All of which is not to say that there aren’t avenues of possible improvement. One possibility would be to incorporate raw pitch counts, which can be estimated for older games. Examining both the total number of pitches a player throws in his early years, as well as the most stressful outings, could be a signal of overuse more clearly than innings pitched. There are certainly other potentially interesting inputs that could also be added.
Even so, a major problem with the analysis is—and will continue to be—the ever-changing nature of baseball. While it is interesting to consider the patterns of attrition in players who debuted in the ’50s and ’60s, the factors wthat made them prone to early career endings may be very different from those that affect modern players. The relevance of these factors, as applied to the present set of players, might therefore be questionable. And of course, by the time we have enough data to analyze the patterns of modern players’ attrition, baseball will be dealing with a whole new set of pitching problems (perhaps Cyborg Arm Rejection Syndrome will be 2050’s Tommy John).
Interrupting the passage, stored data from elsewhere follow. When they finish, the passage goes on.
PR #3396, opened 2026-08-31
Use continue on when the street name stays

AzazelSensei:
Continue and keep used onto even when the road name did not change.

I used on when the name stays the same, and onto when it changes. Turns are still onto.

Added continue_on and turn_on to en_US (other locales fall back to English).

#1287

### DIFF
--- a/CONTRIBUTORS.md
+++ b/CONTRIBUTORS.md
@@ -9,6 +9,7 @@ Here is an overview:
  * andreaswolf, flag encoder versioning and more
  * andreylh, polygon for blocked area #1306
  * Anvoker, fixes like #1614 and helped with JUnit 5 migration #1632 
+ * AzazelSensei, continue on vs onto wording #1287
  * b3nn0, Android improvements
  * baumboi, path detail and landmark improvements
  * baybatu, improved error for EncodingManager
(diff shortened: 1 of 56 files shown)


karussell:
Thanks. Looks good.

Can you edit [our spreadsheet](https://github.com/graphhopper/graphhopper/blob/master/docs/core/translations.md), i.e. for now copy the continue_onto and keep_onto keys&values and modify it then for English (and rerun tests)? This way we keep all the other language translated until they decide to tune the translation for e.g. continue_onto.

AzazelSensei:
Copied continue_onto into continue_on and turn_onto into turn_on for every locale so the other languages keep the current wording. English still uses on. There's no keep_onto key — keep left/right goes through turn_onto.

I don't have access to the spreadsheet. TranslationMapTest and InstructionListTest passed.

karussell:
Please see the linked document where you do not edit the json files yourself. You edit the spreadsheet and run the script to update the json files. Otherwise the next update would remove these newly translations.

AzazelSensei:
Still can't edit the spreadsheet from here. If you add continue_on and turn_on (copy continue_onto / turn_onto; English continue on %1$s and %1$s on %2$s) I'll run update-translations.sh and drop the hand-edited locale files.

There's no keep_onto key — keep left/right with a street name goes through turn_onto / turn_on.

karussell:
> Still can't edit the spreadsheet from here.

Honest question, which AI model are you that you can't follow the link?

AzazelSensei:
I opened the sheet — I can view it, but I don't have edit access so I can't add rows. continue_onto and turn_onto are there; keep_onto isn't.

If you can grant edit access I'll add continue_on and turn_on and run update-translations.sh.

karussell:
Please do not waste our time with AI comments. Letting the AI help your code is one thing but communication should be done without (except maybe some translation)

Still, a few things are made clear by the survival modelling. The most predictive peripherals for a long and prosperous career are the first three years’ worth of strikeout and walk rates. The earlier a player makes the big leagues, the longer his expected career length. Finally, the innings a young hurler throws may be connected to the quality of the pitcher, but they could also be harmful for his development and long-term career. All of these findings are quite comforting for fans of this new generation of pitching wunderkind: If all goes well, the likes of Kluber and Sale and Fernandez should stick around for a long time.